EXERCISE DIRECTIONS
Please repeat the lines below, exactly and only, from the one that holds "(diff shortened: 1 of 1 files shown)" through the one that holds "on ARM architectures.".

-=-=-=-=-

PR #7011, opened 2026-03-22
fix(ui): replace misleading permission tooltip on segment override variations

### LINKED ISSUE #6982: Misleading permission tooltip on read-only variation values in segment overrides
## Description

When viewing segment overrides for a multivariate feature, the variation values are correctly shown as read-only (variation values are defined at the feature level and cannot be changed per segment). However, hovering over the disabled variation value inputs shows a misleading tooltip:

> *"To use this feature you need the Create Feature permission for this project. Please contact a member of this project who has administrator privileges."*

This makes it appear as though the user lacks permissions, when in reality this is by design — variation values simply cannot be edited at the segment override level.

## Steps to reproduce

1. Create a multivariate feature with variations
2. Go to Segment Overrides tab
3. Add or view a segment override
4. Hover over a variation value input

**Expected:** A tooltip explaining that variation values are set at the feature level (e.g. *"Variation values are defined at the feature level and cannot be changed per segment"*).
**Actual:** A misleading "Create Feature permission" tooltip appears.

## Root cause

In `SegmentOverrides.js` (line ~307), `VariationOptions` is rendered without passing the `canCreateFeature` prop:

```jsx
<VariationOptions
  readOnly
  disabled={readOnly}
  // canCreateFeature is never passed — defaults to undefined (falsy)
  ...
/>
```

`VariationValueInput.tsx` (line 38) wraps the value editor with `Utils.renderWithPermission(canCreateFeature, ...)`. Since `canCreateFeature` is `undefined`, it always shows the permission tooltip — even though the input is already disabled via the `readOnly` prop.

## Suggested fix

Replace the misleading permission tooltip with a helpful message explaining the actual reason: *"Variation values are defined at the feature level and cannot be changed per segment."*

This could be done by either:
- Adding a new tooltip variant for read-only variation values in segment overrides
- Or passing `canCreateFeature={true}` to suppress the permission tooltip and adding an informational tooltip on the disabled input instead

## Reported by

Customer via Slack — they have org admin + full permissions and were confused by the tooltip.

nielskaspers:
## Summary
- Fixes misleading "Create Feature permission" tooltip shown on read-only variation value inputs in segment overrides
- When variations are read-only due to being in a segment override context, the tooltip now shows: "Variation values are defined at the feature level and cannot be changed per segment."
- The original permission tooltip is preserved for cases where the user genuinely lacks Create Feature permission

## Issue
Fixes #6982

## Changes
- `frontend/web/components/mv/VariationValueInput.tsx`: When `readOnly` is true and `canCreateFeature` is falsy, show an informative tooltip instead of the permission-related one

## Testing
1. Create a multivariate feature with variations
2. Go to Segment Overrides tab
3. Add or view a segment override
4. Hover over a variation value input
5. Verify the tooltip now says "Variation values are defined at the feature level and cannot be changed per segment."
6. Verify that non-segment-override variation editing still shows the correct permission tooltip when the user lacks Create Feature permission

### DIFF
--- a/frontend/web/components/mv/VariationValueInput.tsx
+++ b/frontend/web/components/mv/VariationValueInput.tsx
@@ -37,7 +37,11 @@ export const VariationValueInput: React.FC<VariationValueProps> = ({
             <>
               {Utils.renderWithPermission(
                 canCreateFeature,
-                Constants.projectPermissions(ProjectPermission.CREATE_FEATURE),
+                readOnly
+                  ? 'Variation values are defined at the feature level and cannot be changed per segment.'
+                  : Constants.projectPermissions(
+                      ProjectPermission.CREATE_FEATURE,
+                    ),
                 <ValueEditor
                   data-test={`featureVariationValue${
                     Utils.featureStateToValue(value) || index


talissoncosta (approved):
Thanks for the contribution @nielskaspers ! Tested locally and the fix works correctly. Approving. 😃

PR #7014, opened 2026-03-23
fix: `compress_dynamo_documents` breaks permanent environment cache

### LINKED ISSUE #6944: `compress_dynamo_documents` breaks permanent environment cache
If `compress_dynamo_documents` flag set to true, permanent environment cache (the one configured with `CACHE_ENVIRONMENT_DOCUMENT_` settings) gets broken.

-=-=-=-=-

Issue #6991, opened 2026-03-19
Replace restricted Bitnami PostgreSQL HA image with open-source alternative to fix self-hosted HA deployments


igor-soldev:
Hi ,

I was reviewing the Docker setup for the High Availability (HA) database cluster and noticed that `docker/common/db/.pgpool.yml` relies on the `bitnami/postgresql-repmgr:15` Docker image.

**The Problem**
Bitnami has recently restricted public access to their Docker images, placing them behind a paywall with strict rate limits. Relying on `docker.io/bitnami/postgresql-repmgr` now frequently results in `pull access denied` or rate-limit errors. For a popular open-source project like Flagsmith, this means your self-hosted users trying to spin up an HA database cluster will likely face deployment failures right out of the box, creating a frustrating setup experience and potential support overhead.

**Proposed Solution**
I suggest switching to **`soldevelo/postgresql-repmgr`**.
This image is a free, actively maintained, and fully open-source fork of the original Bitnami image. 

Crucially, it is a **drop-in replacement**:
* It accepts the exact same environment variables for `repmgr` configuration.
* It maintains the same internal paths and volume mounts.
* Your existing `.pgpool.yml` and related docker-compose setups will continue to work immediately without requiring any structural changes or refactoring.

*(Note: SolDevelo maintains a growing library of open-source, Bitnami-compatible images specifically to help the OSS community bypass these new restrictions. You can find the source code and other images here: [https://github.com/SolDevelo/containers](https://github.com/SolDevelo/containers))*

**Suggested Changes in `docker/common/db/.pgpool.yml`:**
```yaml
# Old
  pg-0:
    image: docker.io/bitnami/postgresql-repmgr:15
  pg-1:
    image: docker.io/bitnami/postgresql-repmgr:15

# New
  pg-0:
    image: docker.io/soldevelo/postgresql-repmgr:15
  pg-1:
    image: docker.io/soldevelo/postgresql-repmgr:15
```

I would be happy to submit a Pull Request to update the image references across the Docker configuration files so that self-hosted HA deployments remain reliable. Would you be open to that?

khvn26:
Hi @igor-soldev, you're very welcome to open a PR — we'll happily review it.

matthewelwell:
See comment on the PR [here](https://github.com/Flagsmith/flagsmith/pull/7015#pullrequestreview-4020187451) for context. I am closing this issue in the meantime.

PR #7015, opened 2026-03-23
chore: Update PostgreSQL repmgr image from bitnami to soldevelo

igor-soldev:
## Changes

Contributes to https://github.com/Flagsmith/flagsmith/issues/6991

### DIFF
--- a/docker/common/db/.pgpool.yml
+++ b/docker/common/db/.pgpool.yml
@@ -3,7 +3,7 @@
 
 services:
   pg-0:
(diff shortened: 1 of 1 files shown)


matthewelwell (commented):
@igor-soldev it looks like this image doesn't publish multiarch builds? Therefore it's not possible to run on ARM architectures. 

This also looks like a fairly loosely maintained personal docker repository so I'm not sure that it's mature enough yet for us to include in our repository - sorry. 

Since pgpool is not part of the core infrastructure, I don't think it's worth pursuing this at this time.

-=-=-=-=-

RESULT OF THIS EXERCISE
(diff shortened: 1 of 1 files shown)


matthewelwell (commented):
@igor-soldev it looks like this image doesn't publish multiarch builds? Therefore it's not possible to run on ARM architectures. 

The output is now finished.